Web Crawling for Clues
The hard part of Cafarella’s work is information extraction. Ads for sex workers in the dark web contain price, location, and service details. Earlier technology, Cafarella says, suffered from mistakes and imprecision. For example, it might interpret a 48103 zip code as the price $48,103. Earlier methods missed important data, too. “Just like if a reader were being really fast and sloppy, they might skip over a lot of things,” he says.
Cafarella’s work with collaborators has improved dark net search tools. “So far, we’ve made the whole process of building a high-quality data set faster and easier.”
Their program can do things like search for similar elements in separate images, such as furniture from the same hotel room that appears in multiple photos. If different sex workers pose for ads in front of the same hotel furniture, they’re more likely part of the same trafficking operation.
His program also scans ads for phone numbers—even those numbers that human traffickers write by hand or otherwise obscure to dodge automated searches. “They’ll put in an image instead of text, like you would your email address if you want to avoid spammers,” Cafarella says. “Or they’ll spell it in a crazy way, or use a mixture of words and numbers to spell it out.”
A slew of phone numbers with consecutive final digits, listed in related sex ads, may indicate that someone bought a suspiciously large number of cell phones for the purpose. Another clue is the same phone number showing up in ads that switch locations frequently: Human traffickers disorient their victims by moving them from place to place, minimizing access to social ties and local resources, and making it tough for captives to escape.
Dark Web Discount
Computer code and web crawlers can’t, of course, perfectly translate the human reality captured in sex ad data. Here’s where social science comes in.
“The goal is to understand economic models of how people do the pricing,” says Cafarella. “If we can understand the market and how and why people price, then we can look at a sex worker who’s much cheaper in her advertisement than you might expect, which suggests that the worker is not pricing her own services.” He says law enforcement can flag and prioritize such outliers who don’t follow expected economic incentives.
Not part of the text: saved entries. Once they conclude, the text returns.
PR #364, opened 2016-11-19
Parameter preconditions and typereader overriding

FiniteReality:
Using the new command builder system, since I'm not sure whether Joe4evr is going to update his system.

Parameter preconditions had to be done as part of the execute phase as they require the value passed to the command after parsing - I wasn't sure about the best way to include it as a separate phase as it would have meant changing how the parameter list was built and passed around heavily.

### DIFF
--- a/src/Discord.Net.Commands/Builders/ModuleClassBuilder.cs
+++ b/src/Discord.Net.Commands/Builders/ModuleClassBuilder.cs
@@ -183,7 +183,9 @@ namespace Discord.Commands
                 if (attribute is SummaryAttribute)
                     builder.Summary = (attribute as SummaryAttribute).Text;
                 else if (attribute is OverrideTypeReaderAttribute)
-                    builder.TypeReader = service.GetTypeReader((attribute as OverrideTypeReaderAttribute).TypeReader);
+                {
+                    builder.TypeReader = GetTypeReader(service, paramType, (attribute as OverrideTypeReaderAttribute).TypeReader);
+                }
                 else if (attribute is ParameterPreconditionAttribute)
                     builder.AddPrecondition(attribute as ParameterPreconditionAttribute);
                 else if (attribute is ParamArrayAttribute)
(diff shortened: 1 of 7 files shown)


FiniteReality:
So, I'm a derp and didn't test properly; the latest commit fixes the mistakes I made.

src/Discord.Net.Commands/Builders/ModuleClassBuilder.cs
```diff
@@ -193,23 +199,47 @@ private static void BuildParameter(ParameterBuilder builder, System.Reflection.P
...
             }
 
-            var reader = service.GetTypeReader(paramType);
-            if (reader == null)
+            if (builder.TypeReader == null)
             {
-                var paramTypeInfo = paramType.GetTypeInfo();
-                if (paramTypeInfo.IsEnum)
+                var readers = service.GetTypeReaders(paramType);
+                var reader = readers?.FirstOrDefault();
```
RogueException: Is it safe to always assume the first reader is the default? Maybe we should have a separate field for the default/global reader?

RogueException: It seems you're using ConcurrentBags which, by definition, do not guarantee any ordering.

src/Discord.Net.Commands/Info/CommandInfo.cs
```diff
@@ -125,9 +125,26 @@ public Task<ExecuteResult> Execute(CommandContext context, ParseResult parseResu
             if (map == null)
                 map = DependencyMap.Empty;
 
+            object[] args = null;
+
+            try
```
RogueException: It's safe to leave this try-catch around the whole op, instead of splitting it into two sections.

Auralytical (changes requested):

Auralytical (approved):

RogueException:
If this has been retested, PR is approved once conflicts are resolved.

FiniteReality:
@RogueException Any news on merging this? As far as I'm aware this is ready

Those sex workers may create a trail toward a human trafficker who’s actually making the rules and setting the price.
The whole idea is based on economic rationality. Take, for example, out-calls, when a sex worker travels to a client, and in-calls, when a sex worker stays in place and the client travels. “Sex workers charge more for out-calls across every city in the data set,” Cafarella explains. “Why would that be? One hypothesis is that traveling takes time and money—you have to get in your car and go somewhere. So part of the higher price might reflect commuting time. And that’s true: Commuting time accounts for between half and two-thirds of the price premium.” When sex workers charge rates below the market value—on out-calls or otherwise—Cafarella raises a red flag.
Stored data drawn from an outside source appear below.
Issue #365, opened 2016-11-19
Nameless commands triggering NullReferenceException on AddModulesAsync


james7132:
Setup:
```csharp
[Group("test")]
public class TestModule : ModuleBase {
  [Command]
  public async Task TestCommand() {
    ...
  }
}
```
Result of using ``CommandService.AddModulesAsync``:
```
Unhandled Exception: System.NullReferenceException: Object reference not set to an instance of an object.
   at Discord.Commands.CommandMapNode.NextWhitespace(String text, Int32 startIndex)
   at Discord.Commands.CommandMapNode.AddCommand(String text, Int32 index, CommandInfo command)
   at Discord.Commands.CommandMap.AddCommand(CommandInfo command)
   at Discord.Commands.CommandService.LoadModuleInternal(ModuleInfo module)
   at Discord.Commands.CommandService.LoadModuleInternal(ModuleInfo module)
   at Discord.Commands.CommandService.<AddModulesAsync>d__12.MoveNext()
```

Although Memex research currently revolves around the sex trade, Cafarella’s innovations can help solve other problems in science, industry, and government.
His work can help identify systems of terrorist recruitment; bust money-laundering operations; build fossil databases from a century’s worth of paleontology publications; identify the genetic basis of diseases by drawing from thousands of biomedical studies; and generally find hidden connections among people, places, and things.
“I would never have thought a few years ago that database and data-mining research could have such an impact, and it’s really exciting,” says Cafarella. “Our data has been shipped to law enforcement, and we hear that it’s been used to make real arrests. That feels great.”